The Storming of the Bastille (1789) by Charbel Torbey

July 14, 2020 - 10:46am

Today is Bastille Day, celebrating the moment in 1789 when Paris’s notorious prison was stormed, marking the end of the Ancien Régime and the start of the revolution.

In that sense it also marks the start of politics; the subsequent pamphlet war between Thomas Paine and Edmund Burke articulated the division between radicals and conservatives, while in Paris itself the positioning of various factions in the National Assembly gave rise to the notions of Left v Right wing.

What followed became the template for subsequent revolutionary movements, driven by what we would now call a “purity spiral”, the competition to adopt purer political positions driving ever more extreme outcomes.

As with many revolutionary movements, the initial moderate reforms of 1789 were followed by a second, more extreme upheaval, with the 1792 September massacre foreshadowing the Terror of 1793, when over 15,000 were executed for being insufficiently revolutionary, including many of the leaders themselves.

Priests and nuns were especially targeted, and 20,000 were forced out of holy orders — it wasn’t so much that the revolutionaries disliked religion in that they wanted to replace it. Religious moments and masses were replaced by secular-religious events and churches became Temples of Reason. A Festival of Reason was held at Notre Dame, with soldiers parading around with busts of revolutionary “martyrs”.

Iconoclasm, once unleashed, proved almost impossible to contain, and vast amounts of France’s enviable cultural heritage was destroyed, including the tombs of the kings of France in the chapel of Saint-Denis. Paris’s theatres performed comedies mocking the now powerless Catholic Church, but when a play at the Comédie-Française offended a watching Jacobin with one line the entire cast were arrested.

With the birth of ideology – a new coinage – many religious pathologies were transferred to secular politics. Belief in a world of good and evil people, the idea that minority beliefs were potentially dangerous, and the competition to appear more righteous. One Parisian recalled that houses were decorated with inscriptions calling for ‘unity, liberty, equality, fraternity or death’ for it has become dangerous ‘to be considered less revolutionary than your neighbour’.

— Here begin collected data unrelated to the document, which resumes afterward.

PR #800, opened 2025-08-28
Removed redundant checks and added support for JUnit 5 annotations

steve-aom-elliott:
## What's changed?
- First commit is for adding support for recognizing JUnit 5's annotations (as the names have changed vs JUnit 4).
- Second commit is adding tests that fail that showcase that the logic for writing the `close()` method invocation need to be refined to ensure that we're not adding the call into a method where it would cause failures.

## What's your motivation?
We were only handling JUnit 4 and very recently TestNG, but not JUnit 5 annotations.

### Checklist

### DIFF
--- a/src/main/java/org/openrewrite/java/testing/mockito/MockitoWhenOnStaticToMockStatic.java
+++ b/src/main/java/org/openrewrite/java/testing/mockito/MockitoWhenOnStaticToMockStatic.java
@@ -37,13 +37,15 @@ import static org.openrewrite.java.tree.Flag.Static;
 
 public class MockitoWhenOnStaticToMockStatic extends Recipe {
 
-    private static final AnnotationMatcher JUNIT_ANNOTATION = new AnnotationMatcher("org.junit.*");
+    private static final AnnotationMatcher JUNIT_4_ANNOTATION = new AnnotationMatcher("org.junit.*");
+    private static final AnnotationMatcher JUNIT_5_ANNOTATION = new AnnotationMatcher("org.junit.jupiter.api.*");
     private static final AnnotationMatcher TESTNG_ANNOTATION = new AnnotationMatcher("org.testng.annotations.*");
 
     private static final AnnotationMatcher BEFORE = new AnnotationMatcher("org..Before*");
     private static final AnnotationMatcher BEFORE_CLASS = new AnnotationMatcher("org..BeforeClass");
+    private static final AnnotationMatcher BEFORE_ALL = new AnnotationMatcher("org..BeforeAll");
+    private static final AnnotationMatcher BEFORE_PARAM_CLASS_INV = new AnnotationMatcher("org..BeforeParameterizedClassInvocation");
     private static final AnnotationMatcher AFTER = new AnnotationMatcher("org..After*");
-    private static final AnnotationMatcher AFTER_CLASS = new AnnotationMatcher("org..AfterClass");
 
     private static final MethodMatcher MOCKITO_WHEN = new MethodMatcher("org.mockito.Mockito when(..)");
     private static final TypeMatcher MOCKED_STATIC = new TypeMatcher("org.mockito.MockedStatic");
@@ -58,7 +60,9 @@ public class MockitoWhenOnStaticToMockStatic extends Recipe {
     @Override
     public String getDescription() {
         return "Replace `Mockito.when` on static (non mock) with try-with-resource with MockedStatic as Mockito4 no longer allows this. " +
-                "For JUnit: When `@Before` or `@BeforeClass` is used, a `close` call is added to either the `@After` or `@AfterClass` method. " +
+                "For JUnit 4: When `@Before` or `@BeforeClass` is used, a `close` call is added to either the `@After` or `@AfterClass` method. " +
+                "For JUnit 5: When `@BeforeEach`, `@BeforeAll` or `@BeforeParameterizedClassInvocation` is used, " +
+                "a `close` call is added to a corresponding `@AfterEach`, `@AfterAll` or `@AfterParameterizedClassInvocation` method. " +
                 "For TestNG: When `@BeforeMethod` or `@BeforeClass` is used, a `close` call is added to either the `@AfterMethod` or `@AfterClass` method. " +
                 "This change moves away from implicit bytecode manipulation for static method stubbing, making mocking behavior more explicit and scoped to avoid unintended side effects.";
     }
@@ -68,7 +72,7 @@ public class MockitoWhenOnStaticToMockStatic extends Recipe {
         return Preconditions.check(new UsesMethod<>(MOCKITO_WHEN), new JavaIsoVisitor<ExecutionContext>() {
             @Override
             public J.Block visitBlock(J.Block block, ExecutionContext ctx) {
-                List<Statement> newStatements = isMethodDeclarationWithAnnotation(getCursor().firstEnclosing(J.MethodDeclaration.class), BEFORE, BEFORE_CLASS) ?
+                List<Statement> newStatements = isMethodDeclarationWithAnnotation(getCursor().firstEnclosing(J.MethodDeclaration.class), BEFORE) ?
                         maybeStatementsToMockedStatic(block, block.getStatements(), ctx) :
                         maybeWrapStatementsInTryWithResourcesMockedStatic(block, block.getStatements(), ctx);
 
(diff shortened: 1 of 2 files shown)


src/main/java/org/openrewrite/java/testing/mockito/MockitoWhenOnStaticToMockStatic.java
```diff
@@ -195,14 +199,17 @@ public J.ClassDeclaration visitClassDeclaration(J.ClassDeclaration classDecl, Ex
                                 .build()
                                 .apply(updateCursor(classDecl), classDecl.getBody().getCoordinates().firstStatement());
 
-                        if (classDecl.getBody().getStatements().stream().noneMatch(it -> isMethodDeclarationWithAnnotation(it, AFTER, AFTER_CLASS))) {
-                            Optional<Statement> beforeMethodJunit = after.getBody().getStatements().stream()
-                                    .filter(it -> isMethodDeclarationWithAnnotation(it, JUNIT_ANNOTATION))
+                        if (classDecl.getBody().getStatements().stream().noneMatch(it -> isMethodDeclarationWithAnnotation(it, AFTER))) {
```
jevanlingen: Code looks fine to me! But maybe you can use some functions to remove the duplication (only if it really cleans things up).

src/main/java/org/openrewrite/java/testing/mockito/MockitoWhenOnStaticToMockStatic.java
```diff
@@ -37,13 +37,15 @@
...
 public class MockitoWhenOnStaticToMockStatic extends Recipe {
 
-    private static final AnnotationMatcher JUNIT_ANNOTATION = new AnnotationMatcher("org.junit.*");
+    private static final AnnotationMatcher JUNIT_4_ANNOTATION = new AnnotationMatcher("org.junit.*");
+    private static final AnnotationMatcher JUNIT_5_ANNOTATION = new AnnotationMatcher("org.junit.jupiter.api.*");
     private static final AnnotationMatcher TESTNG_ANNOTATION = new AnnotationMatcher("org.testng.annotations.*");
 
     private static final AnnotationMatcher BEFORE = new AnnotationMatcher("org..Before*");
     private static final AnnotationMatcher BEFORE_CLASS = new AnnotationMatcher("org..BeforeClass");
+    private static final AnnotationMatcher BEFORE_ALL = new AnnotationMatcher("org..BeforeAll");
```
timtebeek, line 46: Would `BeforeAll` not already be picked up by the wildcard in `"org..Before*"` ?

src/main/java/org/openrewrite/java/testing/mockito/MockitoWhenOnStaticToMockStatic.java
```diff
@@ -296,6 +302,86 @@ private static boolean isMethodDeclarationWithAnnotation(@Nullable Statement sta
...
+                .collect(toList());
+        if (existingSimilarMethods.isEmpty()) {
+            return baseName;
+        }
+        String newName = baseName;
+        int count = 0;
+        while (existingSimilarMethods.contains(newName)) {
+            newName = baseName + (count += 1);
+        }
+        return newName;
```
jevanlingen:
```suggestion
        return existingStatements.stream()
                .filter(it -> it instanceof J.MethodDeclaration)
                .map(it -> ((J.MethodDeclaration) it).getSimpleName())
                .filter(s -> s.matches("^" + baseName + "(\\d+)?$"))
                .max(Comparator.comparingInt(s -> s.equals(baseName) ? 0 : Integer.parseInt(s.substring(baseName.length()))))
                .map(last -> {
                    int suffix = last.equals(baseName) ? 0 : Integer.parseInt(last.substring(baseName.length()));
                    return baseName + (suffix + 1);
                })
                .orElse(baseName);
```

src/main/java/org/openrewrite/java/testing/mockito/MockitoWhenOnStaticToMockStatic.java
```diff
@@ -189,57 +195,57 @@ private List<Statement> mockedStatic(J.Block block, J.MethodInvocation statement
...
                                 .build()
                                 .apply(updateCursor(classDecl), classDecl.getBody().getCoordinates().firstStatement());
 
-                        if (classDecl.getBody().getStatements().stream().noneMatch(it -> isMethodDeclarationWithAnnotation(it, AFTER, AFTER_CLASS))) {
-                            Optional<Statement> beforeMethodJunit = after.getBody().getStatements().stream()
-                                    .filter(it -> isMethodDeclarationWithAnnotation(it, JUNIT_ANNOTATION))
+                        List<Statement> afterStatements = after.getBody().getStatements();
+                        AnnotationMatcher specificBeforeMatcher = new AnnotationMatcher(matchedAnnotation);
+                        if (classDecl.getBody().getStatements().stream().noneMatch(it -> isMethodDeclarationWithAnnotation(it, new AnnotationMatcher(correspondingAfterFqn)))) {
+                            String safeAfterMethodName = getSafeAfterMethodName("tearDown", afterStatements);
```
jevanlingen: Hardcoded "tearDown", is that right?

src/main/java/org/openrewrite/java/testing/mockito/MockitoWhenOnStaticToMockStatic.java
```diff
@@ -296,6 +302,86 @@ private static boolean isMethodDeclarationWithAnnotation(@Nullable Statement sta
...
+        }
+        String newName = baseName;
+        int count = 0;
+        while (existingSimilarMethods.contains(newName)) {
+            newName = baseName + (count += 1);
+        }
+        return newName;
+    }
+
+    private static @Nullable String getSimpleName(@Nullable String fqn) {
```
jevanlingen:
```suggestion
    private static @Nullable String getClassName(@Nullable String fqn) {
```

src/main/java/org/openrewrite/java/testing/mockito/MockitoWhenOnStaticToMockStatic.java
```diff
@@ -296,6 +302,86 @@ private static boolean isMethodDeclarationWithAnnotation(@Nullable Statement sta
...
+    }
+
+    private static Optional<J.Annotation> tryGetMatchedAnnotationOnMethodDeclaration(@Nullable Statement statement, AnnotationMatcher... matchers) {
+        if (statement instanceof J.MethodDeclaration) {
+            return ((J.MethodDeclaration) statement).getLeadingAnnotations().stream()
+                    .filter(it -> Arrays.stream(matchers).anyMatch(m -> m.matches(it)))
+                    .findFirst();
+        }
+        return Optional.empty();
+    }
```
jevanlingen: I would merge this method together with `getAnnotationFgn`:


```suggestion
    private static @Nullable String tryGetMatchedAnnotationOnMethodDeclaration(J.@Nullable MethodDeclaration statement, AnnotationMatcher... matchers) {
        if (statement != null) {
            return statement.getLeadingAnnotations().stream()
                    .filter(it -> Arrays.stream(matchers).anyMatch(m -> m.matches(it)))
                    .findFirst()
                    .map(J.Annotation::getType)
                    .map(Object::toString)
                    .orElse(null);
        }
        return null;
    }
```

This is not only shorter,  but by doing so, the calling side looks much better as well:

```diff
- String matchedAnnotation = requireNonNull(getAnnotationFqn(tryGetMatchedAnnotationOnMethodDeclaration(containingMethod, BEFORE).get()));
+ String matchedAnnotation = requireNonNull(tryGetMatchedAnnotationOnMethodDeclaration(containingMethod, BEFORE));
```

---

N.B.: This code works, because the `map` of an Optional has one weird/handy thing:
> If the mapping function returns a null result, then this method returns an empty Optional.

This is not true monadic behaviour, but well... Who cares 😆.

src/main/java/org/openrewrite/java/testing/mockito/MockitoWhenOnStaticToMockStatic.java
```diff
@@ -296,6 +302,86 @@ private static boolean isMethodDeclarationWithAnnotation(@Nullable Statement sta
...
+                    return "org.testng.annotations.AfterMethod";
+                case "org.testng.annotations.BeforeClass":
+                    return "org.testng.annotations.AfterClass";
+                case "org.testng.annotations.BeforeSuite":
+                    return "org.testng.annotations.AfterSuite";
+                case "org.testng.annotations.BeforeGroups":
+                    return "org.testng.annotations.AfterGroups";
+                case "org.testng.annotations.BeforeTest":
+                    return "org.testng.annotations.AfterTest";
+            }
```
jevanlingen:
```suggestion
            return annotationFqn.replaceFirst(".Before", ".After");
```

⚠️ Don't know if this is a good idea, so just think about the consequences before applying this suggestion! _Because you worked on this way longer than me reviewing it now, you know beter what's right and what isn't._

src/main/java/org/openrewrite/java/testing/mockito/MockitoWhenOnStaticToMockStatic.java
steve-aom-elliott: Well, it was previously hardcoded to `tearDown` without any checks for if there was already a method called that, but I suppose I could at least move it to a field instead.

src/main/java/org/openrewrite/java/testing/mockito/MockitoWhenOnStaticToMockStatic.java
steve-aom-elliott: Renamed, but also renamed the other `getClassName` to `getClassNameFromInvocation`

timtebeek (approved):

And although aristocrats and priests were targeted, much of the bloodletting was committed against other revolutionaries. The Girondin Pierre Victurnien Vergniaud is credited with the famous phrase: ‘It is to be feared that the Revolution, like Saturn, will end by devouring its own children’ – and it certainly turned out true in his case. Vergniaud initially supported a limited monarchy, but became increasingly extreme as the revolution went on, and more and more accepting of violence.

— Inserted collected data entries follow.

PR #803, opened 2025-09-04
enhance TestsShouldNotBePublicTest

sullis:
## What's changed?

improve test cases in TestsShouldNotBePublicTest

## What's your motivation?

more test coverage

### Checklist

### DIFF
--- a/src/test/java/org/openrewrite/java/testing/cleanup/TestsShouldNotBePublicTest.java
+++ b/src/test/java/org/openrewrite/java/testing/cleanup/TestsShouldNotBePublicTest.java
@@ -188,15 +188,25 @@ class TestsShouldNotBePublicTest implements RewriteTest {
     }
 
     @Test
-    void ignoreOverriddenMethod() {
+    void ignoreOverriddenMethod_parentClassIsAbstract() {
         //language=java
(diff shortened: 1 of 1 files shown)


timtebeek (commented):
Hi @sullis ; thanks for the offer to help. In this case I'm not sure it's a clear improvement. We try to keep our unit tests as minimal as possible for the scenario they are testing, and in this case it doesn't make a difference whether the parent class is abstract or not, as it's the methods that we visit either way. The original test method already covers both sides of this conditional:

https://github.com/openrewrite/rewrite-testing-frameworks/blob/130079ac3acf8a1c2a4a0f2588a1ce8d90b7e36e/src/main/java/org/openrewrite/java/testing/cleanup/TestsShouldNotBePublic.java#L161-L163

I'm afraid the added elements here distract from what we're testing, and might complicate stepping through with a debugger since there's more "skips" and mental parsing needed to figure out exactly what's asserted here. Because of that I'm leaning towards closing this PR for now.

Did you see or expect any issues that prompted you to add these additional elements?

timtebeek:
Closing this one for now; we can reopen if it turns out there was an underlying issue with the above referenced code.

PR #818, opened 2025-09-24
Create byteman.yml

marcosgopen:
I noticed byteman dep was missing to the updated dependency in my project, so adding here the recipe


timtebeek:
We need an upstream fix to remove the old class imports here:
- https://github.com/openrewrite/rewrite/pull/6077

PR #821, opened 2025-09-25
remove dependency: google truth

sullis:
## What's changed?

Google Truth migration recipe should remove Google Truth dependency


timtebeek:
Capturing the same context that was shared on Slack here as well: There's still (at least) two cases we don't yet convert:
https://github.com/openrewrite/rewrite-testing-frameworks/blob/3662e547ad2165268c7542e59e2dc0b5f78b43e2/src/main/java/org/openrewrite/java/testing/truth/TruthAssertToAssertThat.java#L49-L53
https://github.com/openrewrite/rewrite-testing-frameworks/blob/3662e547ad2165268c7542e59e2dc0b5f78b43e2/src/main/java/org/openrewrite/java/testing/truth/TruthCustomSubjectsToAssertJ.java#L49-L54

When republicans in Avignon lynched 60 suspected counter-revolutionaries in March 1792, he downplayed the seriousness of the crimes and called for an amnesty. Slowly but steadily tolerance for political violence became normalised — so long as it was for the right cause — with catastrophic results.

Inevitably in October 1793 Vergniaud and the other Girondists were sent to the guillotine, singing the revolutionary song Les Marseilles as they were consumed.

So, happy Bastille Day, and here’s to revolutionaries — cancelling people since 1789.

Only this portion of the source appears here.